---- Material provided

PR #11763, opened 2025-11-11
ci: add single step to validate if all tests passed

pkuczynski:
### Description of change

Add single step to validate if all tests passed, which will be used for branch protection rules

### Pull-Request Checklist

## Summary by CodeRabbit

* **Chores**
  * Renamed an internal CI workflow for clarity.
  * Refined which workflow files are picked up by CI.
  * Added an overall "all-passed" CI job that runs reliably and enforces that dependent jobs must succeed before the pipeline is marked passed, improving build validation and reliability.


michaelbromley (approved):
Note on why this PR exists:

We noticed that it was possible to merge a PR even when checks were failing or not yet completed. The only restriction to prevent merge was the 2 review minimum.

So I then altered the settings to require _all_ the tests to pass before one can merge.

However, this then means that targeted workflows that do not run tests (e.g. PRs just on docs that don't need to run tests) would not be mergable, since the tests didn't run.

Apparently GH Actions does not support this level of control natively.

So this solution allows us to require just this one single job "all-passed" to succeed, and then merge is allowed. In the case of e.g. docs PRs where tests are skipped, the "all-passed" will still succeed because it only fails on "failure" in any of the dependent jobs, and will ignore "skipped" jobs.

Issue #11692, opened 2025-09-30
Drop support for un-maintained/deprecated driver libraries


michaelbromley:
Currently, TypeORM supports some driver libraries that are either no longer maintained or are not well maintained and where there exists a clearly superior successor.

In these cases, when there is an option for a well-maintained successor library, we should drop support for the unmaintained versions as part of the v1.0 release.

Examples (more research needed to complete this list)

- `sqlite` -> `@sqlite.org/sqlite-wasm`?
- `mysql` -> `mysql2` (also: remove legacy spatial support as default)
- `redis` legacy code
- `expo` legacy code

pkuczynski:
Replaced by #11819

Issue #11765, opened 2025-11-13
how to print real location in code, when the typeorm throw error


dengshenkk:
### Issue description

I used typeorm with nestjs, when the data insert get error I don't know the typeorm real error location in nestjs service

### Expected Behavior

print the error location in the code file, like sourcemap?  I want to know that which file and rows and column in the error

### Actual Behavior

just print like this `node_modules/typeorm/persistence/src/persistence/tree/NestedSetSubjectExecutor.ts:92:38`

### Steps to reproduce

null

### My Environment

| Dependency          | Version  |
| ---                 | ---      |
| Operating System    |    macos      |
| Node.js version     | 22.0.0  |
| Typescript version  | x.y.zzz  |
| TypeORM version     | 0.3.26  |

### Relevant Database Driver(s)

- [ ] aurora-mysql
- [ ] aurora-postgres
- [ ] better-sqlite3
- [ ] cockroachdb
- [ ] cordova
- [ ] expo
- [ ] mongodb
- [x] mysql
- [ ] nativescript
- [ ] oracle
- [ ] postgres
- [ ] react-native
- [ ] sap
- [ ] spanner
- [ ] sqlite
- [ ] sqlite-abstract
- [ ] sqljs
- [ ] sqlserver

### Are you willing to resolve this issue by submitting a Pull Request?

Yes, I have the time, and I know how to start.

OSA413:
hm, I think such errors should print the whole stack trace to the relevant services in NestJS. Can you provide more info on how your app works and where do you call the insert method and how you inject the repository? and what version of TypeORM? can you provide a minimal reproducible example of the problem?

sgarner:
The quality of async stacktraces in Node depends on the Node version as well as how code is transpiled. 

So this might be a problem with the driver rather than TypeORM itself.

TypeORM is mostly written with modern async/await syntax and is transpiled to ES2021 (which retains async/await) so should produce good async stacktraces.

However if an error occurs in driver code, we're at the mercy of how that driver is implemented.

The `mysql2` driver [appears to target ES2016](https://github.com/sidorares/node-mysql2/blob/d950b989afda9623909b34e5d18e66e811971702/tsconfig.json#L5C16-L5C22), which will rewrite async/await as callbacks - with a corresponding reduction in stacktrace usefulness.

dengshenkk:
I found same case, it's for long time ago. It still not be resolve, is there is any plan to implement this feature? 

ref links
[...]

PR #11273, opened 2025-02-04
fix: mysql query stack traces

mukunda-:
### Description of change

Rearrange the `query` function in the MySQL query runner to build the error outside of the query callback scope, so it includes the caller's stack trace.

The inner stack trace, if desired, is still available via the wrapped `driverError`.

Functionality wise, this is a cosmetic change for diagnostics. It doesn't change program behavior, only stack trace logs. Only MySQL and equivalent flavors are in the blast radius here.

See #11271 for more details. Currently, when there's an query error while using mysql, it's hard to tell where it's coming from since the stack doesn't show the caller. (The "trace" option of the MySQL driver also does not reach outside of the typeorm code.) Working with traces like these is frustrating:

{8A435313-F939-409E-80F2-2D52F9B1FCF5}

Fixes #11271
Fixes #11765

### Pull-Request Checklist

- [x] Code is up-to-date with the `master` branch
- [x] `npm run format` to apply prettier formatting
- [x] `npm run test` passes with this change
- [x] This pull request links relevant issues as `Fixes #0000`
- [x] There are new or updated unit tests validating the change
- [x] Documentation has been updated to reflect this change -- N/A
- [x] The new commits follow conventions explained in [CONTRIBUTING.md](https://github.com/typeorm/typeorm/blob/master/CONTRIBUTING.md)

PR #11766, opened 2025-11-13
feat(mysql)!: drop support for mysql package and default to mysql2

pkuczynski:
Drop support for `mysql` package and default to `mysql2`. Removes some custom mysql driver logic and props, which does not make sense anymore.

Refs #11692

### DIFF
--- a/src/driver/mysql/MysqlDriver.ts
+++ b/src/driver/mysql/MysqlDriver.ts
@@ -1268,8 +1268,7 @@ export class MysqlDriver implements Driver {
             connection.on("error", (error: any) =>
                 logger.log(
                     "warn",
-                    `
-        }MySQL connection raised an error. ${error}`,
+                    `MySQL connection raised an error. ${error}`,
                 ),
             )
         }


alumni:
Nice!

Can you check if there's something related to authentication that can be removed? I remember that was the main change in the `mysql2` client. MySQL itself deprecated and later dropped support for old auth methods, but MariaDB and cloud versions of MySQL (AWS / Alibaba) might still use the old authentication.

Another thing we might need to do is to flip the default for legacy spatial support to false (i.e. remove it from connection options in `MysqlDriver.connect`).

pkuczynski:
> Can you check if there's something related to authentication that can be removed? I remember that was the main change in the `mysql2` client. MySQL itself deprecated and later dropped support for old auth methods, but MariaDB and cloud versions of MySQL (AWS / Alibaba) might still use the old authentication.

I did not used mysql for many years not, so do not have the details. Can you point me to what exactly do you mean or maybe to some documentation? I also added it to the list in #11692, so it does not get forgotten.

> Another thing we might need to do is to flip the default for legacy spatial support to false (i.e. remove it from connection options in `MysqlDriver.connect`).

This is already added to #11692

I would suggest we merge it as it is, and I will tackle remaning two points in separate PRs. I would also need some help since my knowledge of mysql is quite limited. I am typically using pg

OSA413:
Looks fine but needs testing.

Btw my `ultimate-test-suite` broke when trying to pull this PR, I will check that later.

pkuczynski:
> Btw my `ultimate-test-suite` broke when trying to pull this PR, I will check that later.

Can you share your test suite? And why it is not part of the repo?

OSA413:
> Can you share your test suite?

https://github.com/OSA413/typeorm-ultimate-test-suite

> And why it is not part of the repo?

Because 1) it's my initiative, 2) it's in WIP state, 3) the dataset is very huge and 4) no one else took the initiative to help (but that's ok). I'm currently not considering including it into the main repo because it can be unstable (and you need some time to understand what's going on there). I personally use the test suite as a canary to test PRs I'm reviewing.

pkuczynski:
> Because 1) it's my initiative, 2) it's in WIP state, 3) the dataset is very huge and 4) no one else took the initiative to help (but that's ok). I'm currently not considering including it into the main repo because it can be unstable (and you need some time to understand what's going on there). I personally use the test suite as a canary to test PRs I'm reviewing.

Thanks for sharing. The dataset is quite large, but rest does not seem extensively big. Yet it's indeed a but hard to grasp on the first look. And if the overal stability of the suite is in question, than indeed it's hard to rely on it.

Let me know what does your investigation brings as from my point of view this PR is ready to be merged.

OSA413:
Would [this](https://github.com/typeorm/typeorm/issues/11765) be a blocker to dropping support of `mysql`?

pkuczynski:
> Would [this](https://github.com/typeorm/typeorm/issues/11765) be a blocker to dropping support of `mysql`?

Not necessarily. There is a #11274 PR which should fix it, so we should maybe work on this one too?

OSA413:
> There is a https://github.com/typeorm/typeorm/pull/11274 PR which should fix it

I don't think this will fix the issue with truncated error log

pkuczynski:
@alumni @OSA413 what should we do about this then?

pkuczynski:
> I don't think this will fix the issue with truncated error log

Sorry, I meant to point to #11273 not #11274... Looks like the original author have not time to work on it, so I can take it over if you think its worth it? And given @alumni initial approval it probably is.

OSA413:
it's worth it, you probably should continue working in the PR's branch and carry it to the point of it being good enough to merge into master (I haven't checked what's the solution to the problem with the truncated log)

alumni:
I don't think #11273 is related in any way to this PR (besides affecting the same driver). There were some changes in the all drivers (including MySQL) related to event handling - that's why it has some merge conflicts - I wanted to fix and merge that PR since author is busy, but realized might take more than 5-10 min to fix the conflict. Feel free to check if you have the time (you can ignore my comment there about a promisify-like helper, it was just a suggestion).

I don't work with MySQL/MariaDB on a daily basis either, but if I change things I try to understand how they work before making the change.

For this PR, I would remove the legacy spatial support as default and put this information (and the client change) in some "migration guide" doc page (in the Guides section). Regarding auth, I would check how it works, but likely there's not much to remove, it was just a heads up that there is something that we should check (these things will not be done by code reviewers).

src/driver/mysql/MysqlDriver.ts
```diff
@@ -1343,7 +1268,8 @@ export class MysqlDriver implements Driver {
             connection.on("error", (error: any) =>
                 logger.log(
                     "warn",
-                    `MySQL connection raised an error. ${error}`,
+                    `
+        }MySQL connection raised an error. ${error}`,
```
gioboa: Is this change correct?

pkuczynski:
> It looks good, did you use find replace approach?

No, search and manual replace/changes. Why do you ask?

src/driver/mysql/MysqlDriver.ts
pkuczynski: Sure not! Good catch, thanks. Dunno how this sneaked in. Fixed

gioboa (approved):
It looks good to me, thank you @pkuczynski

--------

> [Instructions for the task]:
Return only the number of lines in the material with the word "gioboa" in them.

> [Finished exercise]:
2